(Stored data entries)

==============================

PR #2369, opened 2021-09-14
Add parameter type hints to tests

franmomu:
|      Q       |   A
|------------- | -----------
| Type         | improvement
| BC Break     | no
| Fixed issues | 

#### Summary

I can split it in several PRs if it's necessary.

### DIFF
--- a/tests/Doctrine/ODM/MongoDB/Tests/Aggregation/Stage/MatchStageTest.php
+++ b/tests/Doctrine/ODM/MongoDB/Tests/Aggregation/Stage/MatchStageTest.php
@@ -61,9 +61,6 @@ class MatchStageTest extends BaseTest
         $this->assertSame($stage, $stage->$method(...$args));
     }
 
-    /**
-     * @return array<array{string, mixed[]}>
-     */
     public function provideProxiedExprMethods(): array
     {
         return [
--- a/tests/Doctrine/ODM/MongoDB/Tests/Aggregation/Stage/MatchStageTest.php
+++ b/tests/Doctrine/ODM/MongoDB/Tests/Aggregation/Stage/MatchStageTest.php
@@ -42,7 +42,7 @@ class MatchStageTest extends BaseTest
     /**
      * @dataProvider provideProxiedExprMethods
      */
-    public function testProxiedExprMethods($method, array $args = []): void
+    public function testProxiedExprMethods(string $method, array $args = []): void
     {
         $expr = $this->getMockQueryExpr();
         $expr
@@ -61,6 +61,9 @@ class MatchStageTest extends BaseTest
         $this->assertSame($stage, $stage->$method(...$args));
     }
 
+    /**
+     * @return array<array{string, mixed[]}>
+     */
     public function provideProxiedExprMethods(): array
     {
         return [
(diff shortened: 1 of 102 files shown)


tests/Doctrine/ODM/MongoDB/Tests/Aggregation/Stage/MatchStageTest.php
```diff
@@ -40,9 +41,11 @@ public function testMatchFromBuilder(): void
     }
 
     /**
+     * @param Closure|array $args
+     *
      * @dataProvider provideProxiedExprMethods
      */
-    public function testProxiedExprMethods($method, array $args = []): void
+    public function testProxiedExprMethods(string $method, $args = []): void
```
SenseException: It doesn't look like there is a Closure in use. The previous `array` type seemed to be fitting. What do I miss?

franmomu: Nothing 😬 , I do missed this because of the name of the function is used in other tests, thanks!

SenseException (approved):

tests/Doctrine/ODM/MongoDB/Tests/Functional/AtomicSetTest.php
```diff
@@ -119,6 +121,9 @@ public function testAtomicCollectionUnset($clearWith): void
         $this->assertCount(0, $user->phonenumbers);
     }
 
+    /**
+     * @return array<array{array|ArrayCollection|null}>
```
malarzm: This looks like an overkill and I myself as a maintainer wouldn't like to write this, let alone contributors. Each array gets passed as arguments to a function that can be typed so I'd argue that's enough. Is there any way of opting out of defining types for data providers?

malarzm (changes requested):

tests/Doctrine/ODM/MongoDB/Tests/Functional/AtomicSetTest.php
franmomu: I was trying to add this information to also fix issues with phpcs sniff `SlevomatCodingStandard.TypeHints.ReturnTypeHint.MissingTraversableTypeHintSpecification` and fix issues with static analysis tools (phpstan level 6) where you should define the iterable type.

But I understand this may seem overkill, we could do the same here as the return types I guess, keeping the rule and for phpstan we could use something like https://github.com/phpstan/phpstan-phpunit/issues/63#issuecomment-592515871.

malarzm: That'd be great 🙏

franmomu: I think I already removed those phpdoc (I may have left some, I'll check tomorrow)

malarzm: Awesome, feel free to merge 👍

malarzm (approved):

IonBazan (approved):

==============================

Transcribe the data above completely and exactly.

PR #2369, opened 2021-09-14
Add parameter type hints to tests

franmomu:
|      Q       |   A
|------------- | -----------
| Type         | improvement
| BC Break     | no
| Fixed issues | 

#### Summary

I can split it in several PRs if it's necessary.

### DIFF
--- a/tests/Doctrine/ODM/MongoDB/Tests/Aggregation/Stage/MatchStageTest.php
+++ b/tests/Doctrine/ODM/MongoDB/Tests/Aggregation/Stage/MatchStageTest.php
@@ -61,9 +61,6 @@ class MatchStageTest extends BaseTest
         $this->assertSame($stage, $stage->$method(...$args));
     }
 
-    /**
-     * @return array<array{string, mixed[]}>
-     */
     public function provideProxiedExprMethods(): array
     {
         return [
--- a/tests/Doctrine/ODM/MongoDB/Tests/Aggregation/Stage/MatchStageTest.php
+++ b/tests/Doctrine/ODM/MongoDB/Tests/Aggregation/Stage/MatchStageTest.php
@@ -42,7 +42,7 @@ class MatchStageTest extends BaseTest
     /**
      * @dataProvider provideProxiedExprMethods
      */
-    public function testProxiedExprMethods($method, array $args = []): void
+    public function testProxiedExprMethods(string $method, array $args = []): void
     {
         $expr = $this->getMockQueryExpr();
         $expr
@@ -61,6 +61,9 @@ class MatchStageTest extends BaseTest
         $this->assertSame($stage, $stage->$method(...$args));
     }
 
+    /**
+     * @return array<array{string, mixed[]}>
+     */
     public function provideProxiedExprMethods(): array
     {
         return [
(diff shortened: 1 of 102 files shown)


tests/Doctrine/ODM/MongoDB/Tests/Aggregation/Stage/MatchStageTest.php
```diff
@@ -40,9 +41,11 @@ public function testMatchFromBuilder(): void
     }
 
     /**
+     * @param Closure|array $args
+     *
      * @dataProvider provideProxiedExprMethods
      */
-    public function testProxiedExprMethods($method, array $args = []): void
+    public function testProxiedExprMethods(string $method, $args = []): void
```
SenseException: It doesn't look like there is a Closure in use. The previous `array` type seemed to be fitting. What do I miss?

franmomu: Nothing 😬 , I do missed this because of the name of the function is used in other tests, thanks!

SenseException (approved):

tests/Doctrine/ODM/MongoDB/Tests/Functional/AtomicSetTest.php
```diff
@@ -119,6 +121,9 @@ public function testAtomicCollectionUnset($clearWith): void
         $this->assertCount(0, $user->phonenumbers);
     }
 
+    /**
+     * @return array<array{array|ArrayCollection|null}>
```
malarzm: This looks like an overkill and I myself as a maintainer wouldn't like to write this, let alone contributors. Each array gets passed as arguments to a function that can be typed so I'd argue that's enough. Is there any way of opting out of defining types for data providers?

malarzm (changes requested):

tests/Doctrine/ODM/MongoDB/Tests/Functional/AtomicSetTest.php
franmomu: I was trying to add this information to also fix issues with phpcs sniff `SlevomatCodingStandard.TypeHints.ReturnTypeHint.MissingTraversableTypeHintSpecification` and fix issues with static analysis tools (phpstan level 6) where you should define the iterable type.

But I understand this may seem overkill, we could do the same here as the return types I guess, keeping the rule and for phpstan we could use something like https://github.com/phpstan/phpstan-phpunit/issues/63#issuecomment-592515871.

malarzm: That'd be great 🙏

franmomu: I think I already removed those phpdoc (I may have left some, I'll check tomorrow)

malarzm: Awesome, feel free to merge 👍

malarzm (approved):

IonBazan (approved):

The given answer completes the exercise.